→ **TASK INSTRUCTIONS**
Find every line in the records below that holds the word "getProjectsWithoutIdInTreeOrder", and copy it out.

→ **LISTED RECORDS**
PR #6450, opened 2026-02-10
fix: handle async voice loading in voice reminder settings (#6437)

### LINKED ISSUE #6437: 🚨 Voice Reminder: Can't select a voice

costajohnt:
## Summary

On some platforms (e.g. Linux with Chromium/Electron), `speechSynthesis.getVoices()` returns an empty array on the first call because voices load asynchronously. This causes the "Select a voice" dropdown in Voice Reminder settings to show no options.

**Fix:** Listen for the `voiceschanged` event to populate the voice dropdown when voices become available. The initial synchronous call is kept for platforms where voices are available immediately.

Fixes #6437

## Changes

- `voice-reminder-form.const.ts`: Refactored the `onInit` hook to extract a `populateVoices` helper that is called both synchronously and via the `voiceschanged` event listener

## Test plan

- [x] All 7,348 existing tests pass (both Europe/Berlin and America/Los_Angeles timezones)
- [x] Lint passes (TypeScript + SCSS)
- [x] Manual test on Linux: open Settings > Voice Reminder, verify voice dropdown populates

### DIFF
--- a/src/app/features/config/form-cfgs/voice-reminder-form.const.ts
+++ b/src/app/features/config/form-cfgs/voice-reminder-form.const.ts
@@ -65,16 +65,24 @@ export const VOICE_REMINDER_FORM: ConfigFormSection<DominaModeConfig> = {
       },
       hooks: {
         onInit: (field) => {
-          let voices: SpeechSynthesisVoice[] = getAvailableVoices() || [];
-          voices = getAvailableVoices();
-          //Log.log(voices);
+          const populateVoices = (): void => {
+            const voices = getAvailableVoices();
+            if (field.templateOptions) {
+              field.templateOptions.options = voices.map((voice) => ({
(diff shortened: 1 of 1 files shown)


johannesjo:
Thank you very much for this!

costajohnt:
@beerkumquatpome The fix was merged after v17.1.6 was released (v17.1.6 shipped Feb 9, this PR was merged Feb 10), so it's not included in that version yet. It should be available in the next release. In the meantime, you could build from the master branch if you'd like to try it sooner.

johannesjo:
> @costajohnt v17.2.1
> Linux
> I still can't select a voice.

Could you open up an issue for this with some logs please? This likely won't work on every platform there is.

johannesjo:
@beerkumquatpome ctrl+shift+i

Issue #5651, opened 2025-12-04
💡 Custom install location


legokol:
### Problem Statement

I have restricted rights at my work windows PC, so there are only some specific folders, from which I can run apps, and user profile is not one of them. First I tried portable app, but it didn't work and it didn't display any errors, so I don't know what the problem was there. Then I ran the installer. While the app wasn't able to run from my profile, I just moved files to a dedicated directory and was able to make it work. But moving program files by myself is somewhat of a hustle (I'm not sure I moved everything required and didn't break something) and it makes updating awkward: I have to repeat said process.

### Possible Solution

Add option to specify install directory for windows installer.

### Describe alternatives you've considered

I tried portable app, but it didn't work and didn't give me any errors. I also worked with web app for some time, but there were some challenges with webdav sync and cors, so desktop is preferable for me.

### Additional context

Using a windows 10 machine.

johannesjo:
You should be able to run the app via the portable version with the `--user-data-dir=` flag.

legokol:
@johannesjo this does work, thanks! I still think it would be nice to be able to choose install location though.

> You should be able to run the app via the portable version with the `--user-data-dir=` flag.

legokol:
Also, I figured out why this works now but didn't work before: I changed my TEMP path to a different one, where I can execute. When I run portable version now it runs, but windows tells me that working process is not the portable version I started, but some executable file from TEMP directory, is it ok?

legokol:
I surfed a bit and figured out, that extracting executables to run from temprorary dir is electron default setting ([related disussion](https://github.com/electron-userland/electron-builder/issues/8739)). I guess they provide a way to work around it, but I don't know if it should be changed in case of superproductivity. VS code, for example, doesn't do this, while using electron.

Basically, for now there are two options, if you can only run apps from specific directory:
1. Try to install regular version, than mannually move installed files from your profile dir and hope nothing breaks
2. Try portable version, but make sure that you CAN run apps from TEMP directory

legokol:
Closed by #6451

johannesjo:
Thank you @legokol !

PR #6451, opened 2026-02-10
feat: allow installation to custom location on windows

legokol:
## Problem

Some users (including myself) might have restrictions on PC, allowing to start apps only from specific directories. User directory, which is used for installation by default, is usually not one of them. Related issue #5651

## Solution: What PR does

Change electron builder configuration to allow to install app to custom location


johannesjo:
Thank you very much!

PR #6456, opened 2026-02-10
Update Swedish translations for issue-related terms

cortex:
- Use "ärende" instead of "problem"
- Use "ärendepanel" instead of "problempanel"
- Use "tavla" instead of "styrelse" consistently 
- Correct "finish day"


johannesjo:
Thank you very much!

PR #8100, opened 2026-06-07
feat(menu-tree): order project and tag dropdowns by tree

### LINKED ISSUE #8068: 💡 Order project and tag selection dropdowns to match file tree structure
### Problem Statement

Currently, the project and tag selection dropdowns do not follow the hierarchical structure of the file tree shown in the side panel. As shown in the screenshot, the list appears scattered—for example, "Project 0" in `Folder 1` and "Project A" in `Folder 1` are separated by other unrelated projects. This lack of folder-based grouping makes it difficult and unintuitive to scan the list and select the correct project, especially when working with multiple folders or projects that share the same name.

### Possible Solution

Order the dropdown options so they mirror the exact file tree structure present in the side panel. By sorting the list this way, projects that belong to the same folder will naturally be grouped together. This will create a much more intuitive and organized selection process that matches the user's existing mental model of their workspace.

* **Strict alphabetical sorting:** This was considered, but it wouldn't solve the problem of organizing projects with identical names that live in different folders. The path indications fix this but i still think sidepanel order would be better since it has a better visible distinction
* **Nested visual dropdowns:** Creating a fully collapsible folder tree inside the dropdown itself, though this might overcomplicate the UI compared to simply reordering the existing flat list.

### Additional context

Image

symonbaikov:
## Solution
Project and tag dropdowns used a flat/alphabetical ordering that did not match the folder hierarchy shown in the side panel. When projects or tags with similar names are organized into folders, the dropdown order becomes harder to scan because related items are separated from their side-panel context.

Fixes #8068.

Add tree-order list helpers to MenuTreeService for projects and tags. The helpers flatten the stored menu tree depth-first, skip folder nodes, preserve tree sibling order, and append items missing from the tree so selectable projects and tags are never dropped.

Expose tree-ordered project and tag lists from ProjectService and TagService while keeping the existing sorted APIs for non-dropdown consumers such as short-syntax suggestions.

Switch project and tag selection dropdowns to the new tree-order APIs across task context menus, task rows, add-task bar controls, note project moves, formly project selection, start-page project selection, and tag edit/toggle menus.

Cover the ordering behavior with MenuTreeService, ProjectService, TagService, add-task-bar actions, and task context menu specs.

Docs/wiki not updated because this only changes ordering in existing dropdowns and does not add a new setting, workflow, or public API.

https://github.com/user-attachments/assets/5d7909f7-c8fe-410c-88f5-40577e3c770c

## Type of Change

- [ ] Bug fix
- [x] New feature
- [ ] Breaking change
- [ ] Refactoring
- [ ] Documentation
- [ ] Other (please describe)

## Checklist


johannesjo:
**Review: solid and low-risk — a few non-blocking minimality notes + a merge conflict to resolve**

Behaviorally this looks correct and it's nicely tested. It's display-ordering only (no effects/reducers/actions touched), so there's no sync/op-log risk. Nice touch using `listInTreeOrder$` (not the `ForUI` variant) for the config `select-project` control — that preserves showing hidden-from-menu projects there. Centralizing the flatten logic in `MenuTreeService` and deleting the bespoke tree-flatten in `tag-toggle-menu-list` is a real cleanup.

### Merge status — currently conflicting ⚠️

The branch is behind `master` and GitHub marks it `CONFLICTING`. I simulated the merge: **19 of the 20 files auto-merge cleanly; exactly one conflicts:**

- `src/app/features/tasks/add-task-bar/add-task-bar-actions/add-task-bar-actions.component.spec.ts`

Cause: master commit `9499e88` (#8143, *translate default inbox add-task chip*) refactored the same `mockProjectService` block to share a `mockProjectsSignal` for `listSortedForUI` / `listSorted`. The text conflict itself is trivial (keep both — the shared signal **and** the new `listInTreeOrderForUI`).

**But watch the semantic catch when you resolve it:** #8143 added tests that do `mockProjectsSignal.set([INBOX_PROJECT])` and then assert on the rendered `.action-btn` / project menu. This PR repoints `allProjects` to `listInTreeOrderForUI`, so those tests will only pass if the **tree-order** signal is the one they mutate. Point `listInTreeOrderForUI` at `mockProjectsSignal` (rather than a separate static `signal([earlierTreeProject, mockProject])`) — otherwise `selectedProject()` won't find `INBOX_PROJECT` and the inbox-translation tests fail after a naive merge.

### Minimality suggestions (non-blocking, behavior-preserving)

**1. Dead method.** After this PR, `ProjectService.getProjectsWithoutIdSorted$` has no remaining callers (its only one, `task-context-menu-inner`, now calls `getProjectsWithoutIdInTreeOrder$`). Worth deleting it + the stale spec mock.

**2. Trim unused surface.** `ProjectService.listInTreeOrder` (the *signal*) has no consumer. And three of the new `$` observables — `listInTreeOrderForUI$`, `tagsInTreeOrder$`, `tagsNoMyDayAndNoListInTreeOrder$` — are consumed only by their own specs; every production consumer reads the signal form.

**3. Prefer `computed()` over `combineLatest(...) + toSignal`** (matches the repo's "prefer Signals to Observables"). The pattern

```ts
listInTreeOrder$ = combineLatest([this.list$, this._store$.pipe(select(selectMenuTreeProjectTree))])
  .pipe(map(([projects]) => this._menuTreeService.buildProjectListInTreeOrder(projects)));
```

discards the tree value and re-reads it from `MenuTreeService.projectTree()` inside the helper. It works, but only because the `MenuTreeService` tree-signal subscription happens to fire before this `combineLatest` — an implicit ordering dependency rather than a guarantee. Since `buildProjectListInTreeOrder` already reads the tree *signal*, a plain `computed` auto-tracks both inputs with no `combineLatest` and no discarded value:

```ts
listInTreeOrder = computed(() => this._menuTreeService.buildProjectListInTreeOrder(this.list()));
listInTreeOrderForUI = computed(() =>
  this.listInTreeOrder().filter((p) => !p.isArchived && !p.isHiddenFromMenu));
```

Keep observables only where one is genuinely needed: `listInTreeOrder$ = toObservable(this.listInTreeOrder)` for the `select-project` async pipe, and `getProjectsWithoutIdInTreeOrder$` (parameterized by a stream).

**4. (Optional / your call)** `getProjectsWithoutIdInTreeOrder$` wraps its source in another `combineLatest` with the tree selector so an open move-menu re-orders live if the tree changes mid-interaction. If that live-reorder isn't a goal, the inner `combineLatest` can go (the helper reads the live tree at subscribe time anyway).

The per-service placement (mirroring the existing `*SortedForUI*` convention) is the right call — these are suggestions about *form*, not architecture. Thanks for the contribution! 🙏

johannesjo:
Thank you very much! <3

PR #8102, opened 2026-06-07
fix(jira): skip transition for target status

### LINKED ISSUE #5940: 🚨 Jira Transition "Status for starting task" error on resuming time tracking
### Version Used

16.8.3 exe

### Expected Behavior

Resuming a task does not try to update the status if it's already in the correct status.

### Current Behavior

When pausing and then resuming a task, it produces this error.

Image

Jira transitions can be nammed different than the actual status. So, when first transitioning, it works because the value selected for "Status for starting a task" is something like "Start progress". That is the name of the transition which may change the status to "Work in Progress". Now that the status is seen as different than the selected value, it errors out.

### Steps to Reproduce

1. Load issue transitions that have different names than the issue statuses.
2. Select a status (transition) for starting task
3. Start time tracking → Pause → Start again
4. Error

### Console Output

```shell
log.ts:304 [issue] JIRA_RESPONSE_ERROR {error: Error: {"errorMessages":["It seems that you have tried to perform a workflow operation (Start progr…, requestId: 'issue/WEB-429/transitions__POST__vRHftaJeqJ8BOM1HJhXBE'}error: Error: {"errorMessages":["It seems that you have tried to perform a workflow operation (Start progress) that is not valid for the current state of this issue (WEB-429). The likely cause is that somebody has changed the issue recently, please look at the issue history for details."],"errors":{}}requestId: "issue/WEB-429/transitions__POST__vRHftaJeqJ8BOM1HJhXBE"[[Prototype]]: Object {requestInit: {…}, jiraCfg: {…}, transform: ƒ, resolve: ƒ, reject: ƒ, …}jiraCfg: {isAutoPoll: true, isAutoAddToBacklog: true, isIntegratedAddTaskBar: false, defaultProjectId: 'INBOX_PROJECT', pinnedSearch: null, …}reject: ƒ ()requestInit: {method: 'POST', body: '{"transition":{"id":"11"}}', headers: {…}}resolve: ƒ ()timeoutId: 114302transform: s=>s.response[[Prototype]]: Object
err @ log.ts:304
_handleResponse @ jira-api.service.ts:667
(anonymous) @ jira-api.service.ts:111
emit @ VM4 sandbox_bundle:2
onMessage @ VM4 sandbox_bundle:2
log.ts:169
```

cocojojo5213:
Fixes #5940.

## Summary
- compare the current Jira issue status with the configured transition target status instead of the transition action name
- match target statuses by id first, with a name fallback
- add regression coverage for action-name/status-name mismatches and status-id matches

## Validation
- npm run checkFile src/app/features/issue/providers/jira/jira-issue.effects.ts (known absolute-path prettier wrapper failure)
- npm run checkFile src/app/features/issue/providers/jira/jira-issue.effects.spec.ts (known absolute-path prettier wrapper failure)
- npm run prettier:file -- src/app/features/issue/providers/jira/jira-issue.effects.ts src/app/features/issue/providers/jira/jira-issue.effects.spec.ts
- npm run lint:file -- src/app/features/issue/providers/jira/jira-issue.effects.ts
- npm run lint:file -- src/app/features/issue/providers/jira/jira-issue.effects.spec.ts
- npm run test:file src/app/features/issue/providers/jira/jira-issue.effects.spec.ts
- git diff --check

Normal pre-push also passed lint, sync-core tests, sync-providers tests, and release-notes tests before the full Angular test compile hit the local Node heap limit. The focused Angular spec above passed locally.

### DIFF
--- a/src/app/features/issue/providers/jira/jira-issue.effects.spec.ts
+++ b/src/app/features/issue/providers/jira/jira-issue.effects.spec.ts
@@ -1,0 +1,211 @@
+import { TestBed, fakeAsync, tick } from '@angular/core/testing';
+import { MatDialog } from '@angular/material/dialog';
+import { provideMockActions } from '@ngrx/effects/testing';
+import { Action } from '@ngrx/store';
+import { provideMockStore } from '@ngrx/store/testing';
+import { of, Subject } from 'rxjs';
+import { SnackService } from '../../../../core/snack/snack.service';
+import { TaskSharedActions } from '../../../../root-store/meta/task-shared.actions';
+import { LOCAL_ACTIONS } from '../../../../util/local-actions.token';
+import { IssueLocalState, IssueProviderJira } from '../../issue.model';
+import { IssueProviderService } from '../../issue-provider.service';
+import { IssueService } from '../../issue.service';
+import { JIRA_TYPE } from '../../issue.const';
+import { JiraOriginalStatus, JiraOriginalTransition } from './jira-api-responses';
+import { JiraApiService } from './jira-api.service';
+import { DEFAULT_JIRA_CFG } from './jira.const';
+import { JiraIssueEffects } from './jira-issue.effects';
+import { JiraIssueReduced } from './jira-issue.model';
+import { DEFAULT_TASK, Task } from '../../../tasks/task.model';
+import { TaskService } from '../../../tasks/task.service';
+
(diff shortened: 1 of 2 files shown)


johannesjo (approved):
Reviewed: verified against source (Jira transition target-status comparison / Electron tray setting + fallback), CI green, real issue.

→ **REPLY TO THE TASK**
**1. Dead method.** After this PR, `ProjectService.getProjectsWithoutIdSorted$` has no remaining callers (its only one, `task-context-menu-inner`, now calls `getProjectsWithoutIdInTreeOrder$`). Worth deleting it + the stale spec mock.
Keep observables only where one is genuinely needed: `listInTreeOrder$ = toObservable(this.listInTreeOrder)` for the `select-project` async pipe, and `getProjectsWithoutIdInTreeOrder$` (parameterized by a stream).
**4. (Optional / your call)** `getProjectsWithoutIdInTreeOrder$` wraps its source in another `combineLatest` with the tree selector so an open move-menu re-orders live if the tree changes mid-interaction. If that live-reorder isn't a goal, the inner `combineLatest` can go (the helper reads the live tree at subscribe time anyway).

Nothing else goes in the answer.